• **Try it**:
Down to the last line, output the records below exactly.

• **Material supplied**:
PR #562, opened 2025-10-06
Feat OpenAI response api

droot:
Command I use to run it:

```sh
export OPENAI_USE_RESPONSES_API=true
./dev/ci/periodics/run-eval-loop.sh 1 openai openai/gpt-oss-20b "http://localhost:8000/v1" "no"
```


droot:
@noahlwest cleaned it up, pl. take a look.

gollm/openai.go
```diff
@@ -48,6 +50,9 @@ func init() {
 	openAIEndpoint = os.Getenv("OPENAI_ENDPOINT")
 	openAIAPIBase = os.Getenv("OPENAI_API_BASE")
 	openAIModel = os.Getenv("OPENAI_MODEL")
+	if os.Getenv("OPENAI_USE_RESPONSES_API") != "" {
```
noahlwest: if I set `export OPENAI_USE_RESPONSES_API=false` this will still use responses api

gollm/openai.go
```diff
@@ -117,6 +122,41 @@ func (c *OpenAIClient) StartChat(systemPrompt, model string) Chat {
...
+				Model:           selectedModel,
+				Temperature:     openai.Float(0.2),
+				MaxOutputTokens: openai.Int(2048),
+				Include:         []responses.ResponseIncludable{
+					// responses.ResponseIncludableReasoningEncryptedContent,
+				},
+				Reasoning: responses.ReasoningParam{
+					Effort: responses.ReasoningEffortLow,
+				},
+				Store: openai.Bool(false),
```
noahlwest, line 154: Not sure what the ResponseIncludableReasoningEncryptedContent comment is for.

Also, how did you decide on these values? Do we want to make them configurable (maybe in a later PR?) I see, for example, gemini 2.5 pro has 65,535 max output tokens https://cloud.google.com/vertex-ai/generative-ai/docs/models/gemini/2-5-pro GPT-5 has 128,000 max output tokens https://platform.openai.com/docs/models/gpt-5. Maybe we should up it a bit?

gollm/openai_response.go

• **Result for this task**:
PR #562, opened 2025-10-06
Feat OpenAI response api

droot:
Command I use to run it:

```sh
export OPENAI_USE_RESPONSES_API=true
./dev/ci/periodics/run-eval-loop.sh 1 openai openai/gpt-oss-20b "http://localhost:8000/v1" "no"
```


droot:
@noahlwest cleaned it up, pl. take a look.

gollm/openai.go
```diff
@@ -48,6 +50,9 @@ func init() {
 	openAIEndpoint = os.Getenv("OPENAI_ENDPOINT")
 	openAIAPIBase = os.Getenv("OPENAI_API_BASE")
 	openAIModel = os.Getenv("OPENAI_MODEL")
+	if os.Getenv("OPENAI_USE_RESPONSES_API") != "" {
```
noahlwest: if I set `export OPENAI_USE_RESPONSES_API=false` this will still use responses api

gollm/openai.go
```diff
@@ -117,6 +122,41 @@ func (c *OpenAIClient) StartChat(systemPrompt, model string) Chat {
...
+				Model:           selectedModel,
+				Temperature:     openai.Float(0.2),
+				MaxOutputTokens: openai.Int(2048),
+				Include:         []responses.ResponseIncludable{
+					// responses.ResponseIncludableReasoningEncryptedContent,
+				},
+				Reasoning: responses.ReasoningParam{
+					Effort: responses.ReasoningEffortLow,
+				},
+				Store: openai.Bool(false),
```
noahlwest, line 154: Not sure what the ResponseIncludableReasoningEncryptedContent comment is for.

Also, how did you decide on these values? Do we want to make them configurable (maybe in a later PR?) I see, for example, gemini 2.5 pro has 65,535 max output tokens https://cloud.google.com/vertex-ai/generative-ai/docs/models/gemini/2-5-pro GPT-5 has 128,000 max output tokens https://platform.openai.com/docs/models/gpt-5. Maybe we should up it a bit?

gollm/openai_response.go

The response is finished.